On the other hand, the AND circuit 2 input to the adder circuit 30
The addend from 5 to 28 is the same signal as the fine adjustment signal Sad, and is any number from "-8" to "+7". This addend can be arbitrarily set between -8 and +7 by operating a fine adjustment switch or the like.

Therefore, the pedestal level when the video information arrives can be arbitrarily set in the range from "78 (71+7)" to "52 (60-8)".

Application Example In the above embodiment, the pedestal level can be finely adjusted in the range of "-8" to "+7" by the fine adjustment circuit 31, but the range depends on the number of AND circuits in the fine adjustment circuit 31. can be arbitrarily changed by changing the number of bits of the fine adjustment signal Sad applied to the fine adjustment circuit 31.
This fine adjustment circuit 31 is not necessarily required.

Also, when setting up the pedestal level, the pedestal level must be set to 7.5 IRE according to the standard.
This 7.5IRE is
If the video signal is composed of an 8-bit signal, and the original pedestal level is set to a digital value of "60" and the 100% white level is set to a digital value of "200", the digital value corresponds to "70.5". and,
In the above embodiment, "71", which is "70.5" rounded to the nearest whole number, is set as the level of the set-up pedestal signal. However, the level of the set-up pedestal signal may be set to "70", which is the value of "70.5" rounded down to 1 or less.

Effects As described above, the pedestal signal generation circuit of the present invention is controlled by a composite blanking signal whose level changes depending on the presence or absence of video information and a pedestal level deviation signal which biases the pedestal level, and each horizontal When video information does not arrive in a period, a pedestal signal having a digital value corresponding to a predetermined pedestal level is generated, and when video information arrives in each horizontal period, the signal is shifted from the predetermined pedestal level depending on the presence or absence of the pedestal level deviation signal. The pedestal signal is characterized in that it generates a pedestal signal having a digital value corresponding to a level with an appropriate level deviation or a pedestal signal having a digital value corresponding to the predetermined pedestal level, and therefore the pedestal level By applying or not applying the bias signal, the pedestal level at the time of arrival of the video information in each horizontal cycle can be made to deviate from a predetermined value, or can be kept at a predetermined value. Since digital technology can deviate the pedestal level from a predetermined value or maintain it at a predetermined value, the pedestal signal generation circuit can be configured by a combination of logic gates such as AND circuits and NOT circuits. The circuit configuration can be made extremely simple.
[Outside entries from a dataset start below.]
PR #18, opened 2023-09-06
ENG-1746: Get contract state in the RPC

zizou0x:
This PR implements the logic for [this task](https://datarevenue.atlassian.net/jira/software/projects/ENG/boards/24?selectedIssue=ENG-1746) and some other improvements (cleaning, optional args handling and some interface refactoring)

### DIFF
--- a/src/rpc/mod.rs
+++ b/src/rpc/mod.rs
@@ -1,13 +1,15 @@
 //! This module contains Tycho RPC implementation
 
-use crate::extractor::evm::{self, Account};
-use crate::models::Chain;
-use crate::rpc::deserialization_helpers::{chain_from_str, hex_to_bytes};
-use crate::storage::postgres::PostgresGateway;
-use crate::storage::{BlockIdentifier, ContractStateGateway};
-use crate::storage::{BlockOrTimestamp, ContractId};
-use chrono::NaiveDateTime;
-use chrono::Utc;
+use crate::{
+    extractor::evm::{self, Account},
+    models::Chain,
+    rpc::deserialization_helpers::{chain_from_str, hex_to_bytes},
+    storage::{
+        postgres::PostgresGateway, BlockIdentifier, BlockOrTimestamp, ContractId,
+        ContractStateGateway,
+    },
+};
+use chrono::{NaiveDateTime, Utc};
 use diesel_async::AsyncPgConnection;
 use serde::Deserialize;
 use thiserror::Error;
@@ -80,10 +82,7 @@ struct Version {
 
 impl Default for Version {
     fn default() -> Self {
-        Version {
-            timestamp: Utc::now().naive_utc(),
-            block: None,
-        }
+        Version { timestamp: Utc::now().naive_utc(), block: None }
     }
 }
 
@@ -109,8 +108,7 @@ mod tests {
     use crate::storage::postgres::db_fixtures;
     use diesel_async::AsyncConnection;
     use ethers::types::{H160, H256, U256};
-    use std::collections::HashMap;
-    use std::str::FromStr;
+    use std::{collections::HashMap, str::FromStr};
 
     use super::*;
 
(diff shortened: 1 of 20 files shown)


src/rpc/mod.rs
```diff
@@ -1,27 +1,56 @@
...
 
-fn chain_from_str<'de, D>(deserializer: D) -> Result<Chain, D::Error>
-where
-    D: Deserializer<'de>,
-{
-    let s: String = Deserialize::deserialize(deserializer)?;
+impl RequestHandler {
+    async fn get_state(&mut self, request: &StateRequestBody) -> StateRequestResponse {
+        //TODO: handle when no contract is specified with filters
+        let at = match &request.version.block {
```
pistomat, line 27: The `at` attribute should not be an `Option` if you return `Some` in both branches. Rather wrap it in `Some(..)` later at line 37.

src/rpc/mod.rs
```diff
@@ -1,27 +1,56 @@
...
+            Some(b) => Some(BlockOrTimestamp::Block(BlockIdentifier::Hash(
+                b.hash.clone(),
+            ))),
+            None => Some(BlockOrTimestamp::Timestamp(request.version.timestamp)),
+        };
+
+        let mut accounts: Vec<Account> = Vec::new();
```
pistomat, line 32: FYI: I don't like declaring the `mut accounts` and then populating it in a for cycle very much, but given the `get_contract()` is async, you would have to convert it to a stream first, which would make it actually more complex, so it is not worth it.

If it wasn't async inside, you would just filter_map() and then collect to just get the accounts in one pass.

src/rpc/mod.rs
```diff
@@ -1,27 +1,56 @@
...
+        if let Some(contract_ids) = &request.contract_ids {
+            for contract_id in contract_ids {
+                match self
+                    .db_gw
+                    .get_contract(contract_id, &at, &mut self.db_connection)
+                    .await
+                {
+                    Ok(contract_state) => accounts.push(contract_state),
+                    Err(e) => {
+                        print!("Error while getting contract state {}", e)
```
pistomat: Replace with `tracing::error!()`.

src/rpc/mod.rs
kayibal: I think the best and probably simplest would be to add a gateway method that simply returns all the contracts requested.

src/rpc/mod.rs
```diff
@@ -111,22 +148,180 @@ mod tests {
...
+            db_fixtures::insert_account(conn, acc_address, "account0", chain_id, None).await;
+
+        db_fixtures::insert_account_balances(conn, tid[0], acc_id).await;
+        let contract_code = hex::decode("1234").unwrap();
+        db_fixtures::insert_contract_code(conn, acc_id, tid[0], contract_code).await;
+        acc_address.to_string()
+    }
+
+    #[tokio::test]
+    async fn test_get_state() {
```
kayibal, line 285: This is a integration test right? That is why you setup the database above? I wonder if we should do them or opt for a mocked gateway impl. For now I think we can keep this one.

src/rpc/mod.rs
```diff
@@ -1,27 +1,56 @@
...
+            Some(b) => Some(BlockOrTimestamp::Block(BlockIdentifier::Hash(
+                b.hash.clone(),
+            ))),
+            None => Some(BlockOrTimestamp::Timestamp(request.version.timestamp)),
+        };
+
+        let mut accounts: Vec<Account> = Vec::new();
 
-    Chain::try_from(s).map_err(de::Error::custom)
+        if let Some(contract_ids) = &request.contract_ids {
```
kayibal, line 34: Problem I see here is what if the user does not specify contract ids? In that case he will get an empty response but the behaviour should be to get all... I will add a method to retrieve multiple contracts at once soon then we can come back to this.

zizou0x: Yes this case is still to be handled (it's in my "TODO" above). We need to make a function to retrieve multiple contract at once with the filters

src/rpc/mod.rs
zizou0x: Yes this tests the whole logic from the request to the response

[Brief explanation of drawings]

The drawings are for explaining an example of the implementation of the pedestal signal generation circuit of the present invention. Fig. 1 is a block diagram showing the entire color video camera circuit in which the pedestal signal generation circuit of the present invention is used, and Fig. 2 shows various types of circuits. FIG. 3 is a circuit diagram of the pedestal signal generating circuit of the present invention. Explanation of symbols, 21...Pedestal signal generation circuit, Scb...Composite signal, Ssetup...Pedestal level deviation signal, Ep...Pedestal signal.

Claims (1)

[Claims] 1 The pedestal is controlled by a composite blanking signal whose level differs depending on the presence or absence of video information and a signal that biases the pedestal level, and has a digital value corresponding to a predetermined pedestal level when video information does not arrive in each horizontal period. a pedestal signal that generates a signal and has a digital value corresponding to a level that is appropriately level-deviated from the predetermined pedestal level depending on the presence or absence of the pedestal level deviation signal when video information arrives in each horizontal period; A pedestal signal generation circuit, characterized in that it generates a pedestal signal having a digital value corresponding to a pedestal level.